Nichiren・Ikeda

Search & Study

日蓮大聖人・池田大作

検索 & 研究 ver.9

創価の春 栄光の勝利の道は桜道

2001.4.5 随筆 新・人間革命4 (池田大作全集第132巻)

前後
1   桜花
    来る年 来る年
      笑顔かな
 戸田城聖先生の御命日を前に、東京・巣鴨の戸田記念講堂で、大勢の代表と共に、本部幹部会を行った。
 この三月二十七日は、「さくらの日」であった。
 古代の史書『日本後紀』に、″花の宴″がこの日に始まったとあること等にちなんで、制定されたという。
 「さくらの日」にふさわしく、快晴の青空のもと、講堂周辺の桜も、いっせいに花開いた。
 私は、青春の一書である、ロシアの作家チェーホフの『桜の園』からスピーチを始めた。
 明るい″さくら幹部会″を、会場に掲げられた恩師の肖像画は、じっと見守っておられた。
 この日、関西創価高校野球部も、甲子園に嬉しい初陣の勝利の桜を咲かせてくれた。
 その後、さらに″ベスト4″まで快進撃「栄光の青春万歳!」と喝采を贈りたい。
 本当にご苦労様!
2   思いきり
    咲きて散りゆく
      桜かな
 桜は多彩であり、その品種は三百種以上にもなるそうだ。それぞれに味わいがあり、趣きがある。そのなかで、今、全国の桜の八割から九割は「ソメイヨシノ」といわれる。
 いまだ葉が出ぬうち、パッと咲き、一週間ほどの開花の命を燃やし尽くすと、パッと散って、花吹雪と舞う。春先から、日々、報道される日本列島の桜前線も、おもにソメイヨシノが基準となっている。
 このソメイヨシノの発祥の地は、戸田記念講堂に近接する豊島区の駒込付近という説が有力である。
 わが巣鴨戸田本部の染井支部吉野地区などの同志が活躍される地域である。
 幕末、イギリスの高名な植物学者は、この地を訪れ、世界でも稀な園芸地帯として、感嘆の声を残している。十八世紀の前半、ここ染井の名高い植木職人のもとで誕生したのが、「染井吉野」といわれる。
 学名も「プルヌス・エドエンシス(江戸桜)」と呼ばれるように、いうなれば、ソメイヨシノは「江戸っ子桜」である。
 それは、二つの品種の交配から生まれたとされる。一説に、父は薄紅に燃える「江戸彼岸」。
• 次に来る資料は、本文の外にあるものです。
PR #937, opened 2023-05-23
Add metrics for CoordinatorEvent queue

ehoner:
Adds a `Gauge` and `Counter` to `CoordinatorEventBlockingQueue`. The `Gauge` tracks the current size of the underlying queue; and the `Counter` increments when a duplicate event is `put()`. The class implements `MetricsAware` and registers the underlying metrics to the simple class name + constructor parameter `key`. The existing parameterless constructor is marked deprecated. It registers metrics to the key "CoordinatorEventBlockingQueue.legacy".

The change to `MetricTestUtils` was required to avoid collisions with `TestCoordinator`. The `startsWith` predicate was changed to `match` to ensure that the entire name was used to filter. The same metric verification registration test was added to the `CoordinatorEventBlockingQueue`.

### DIFF
--- a/datastream-server/src/main/java/com/linkedin/datastream/server/CoordinatorEventBlockingQueue.java
+++ b/datastream-server/src/main/java/com/linkedin/datastream/server/CoordinatorEventBlockingQueue.java
@@ -39,7 +39,8 @@ public class CoordinatorEventBlockingQueue implements MetricsAware {
 
   private static final Logger LOG = LoggerFactory.getLogger(CoordinatorEventBlockingQueue.class.getName());
   private static final String SIMPLE_NAME = CoordinatorEventBlockingQueue.class.getSimpleName();
-  private static final Set<BrooklinMetricInfo> _metricInfos = ConcurrentHashMap.newKeySet();
+  private static final Set<BrooklinMetricInfo> METRIC_INFOS = ConcurrentHashMap.newKeySet();
+
   static final String COUNTER_KEY = "duplicateEvents";
   static final String GAUGE_KEY = "queuedEvents";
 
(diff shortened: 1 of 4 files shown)


datastream-server/src/main/java/com/linkedin/datastream/server/CoordinatorEventBlockingQueue.java
```diff
@@ -5,47 +5,101 @@
...
+  private final DynamicMetricsManager _dynamicMetricsManager;
+  private final Gauge<Integer> _gauge;
+  private final Counter _counter;
 
   /**
    * Construct a blocking event queue for all types of events in {@link CoordinatorEvent.EventType}
+   *
+   * @deprecated Use of this constructor should be replaced with the single parameter variant.
    */
+  @Deprecated
```
jzakaryan, line 57: I wouldn't bother adding this, since `CoordinatorEventBlockingQueue` is only initialized in the datastream-server module and you already integrated this change in `Coordinator`. Doesn't hurt to have it though.

datastream-server/src/main/java/com/linkedin/datastream/server/CoordinatorEventBlockingQueue.java
```diff
@@ -5,47 +5,101 @@
...
+ *
  * @see CoordinatorEvent.EventType
  */
-public class CoordinatorEventBlockingQueue {
+public class CoordinatorEventBlockingQueue implements MetricsAware {
 
   private static final Logger LOG = LoggerFactory.getLogger(CoordinatorEventBlockingQueue.class.getName());
+  private static final Set<BrooklinMetricInfo> METRIC_INFOS = ConcurrentHashMap.newKeySet();
+
+  static final String COUNTER_KEY = "duplicateEvents";
```
jzakaryan, line 43: I don't see a lot of practical value in measuring duplicateEvents with a counter.

jzakaryan (dismissed):
Looks good to me

datastream-server/src/main/java/com/linkedin/datastream/server/CoordinatorEventBlockingQueue.java
jzakaryan: Yes, I think that makes more sense (i.e. removing the public access modifier from the queue class)

datastream-server/src/main/java/com/linkedin/datastream/server/CoordinatorEventBlockingQueue.java
jzakaryan: Let's leave it. Having an extra metric won't hurt.

jzakaryan (approved):

shrinandthakkar (approved):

母は白く輝く「大島桜」。
 両方の色合いを受け継いで、蓄や咲き初めには、濃き紅に染まる。
 満聞になると、霞か雲かと見まがうほど淡く白く、そして散り際は、再び花弁の底から紅が湧き上がってくる。
 その色調は、場所や年によっても、微妙に異なる。
 信濃町の学会本部周辺のソメイヨシノは、この春は、ことに白さが映えるようだ。
3   誰見ても
    心を飾らむ
      桜かな
 ソメイヨシノは、当初、「吉野桜」と名付けられ、明治維新のころから、全国へ広がった。
 日本を代表する奈良の吉野の桜を、そのまま花見できるというイメージで、人びとの心をつかむ絶妙な命名であり、大きな宣伝の力となった。
 奈良といえば、わが同志は、この春、「優秀県」の第一号という桜花を、晴ればれと飾らられている。
 正式に「ソメイヨシノ」の名が冠せられたのは一九〇〇年(明治三十三年)。桜がお好きであった、戸田先生の生誕の年である。
 長い伝統と由緒を誇る「山桜」などと比較され、新参のソメイヨシノは、多くの悪口を浴びせられた。
 「気品に欠ける」「単調」「平凡」「大衆的」等々、これほど貶され、排斥されてきた桜はないという。
 しかし、この百年間、江戸っ子桜は江戸っ子桜らしく、毀誉褒貶を超えて、咲き続けてきた。
 接ぎ木が容易で増やしやすく、新しい環境に適応する生命力を生かしながら、世界にまで、堂々と広がっていった。
 有名なワシントンのポトマック河畔の桜も、ソメイヨシノである。
 デンバーのSGI(創価学会インタナショナル)の友も、ソメイヨシノを中心とした桜の植樹で、地域社会から大変に感謝されている。
 日本よりも世界の桜の方が、丹念に整備され、樹勢がよいとの声もある。
 わが戸田記念講堂の地元から、ソメイヨシノは、世界へと″広宣流布″していった。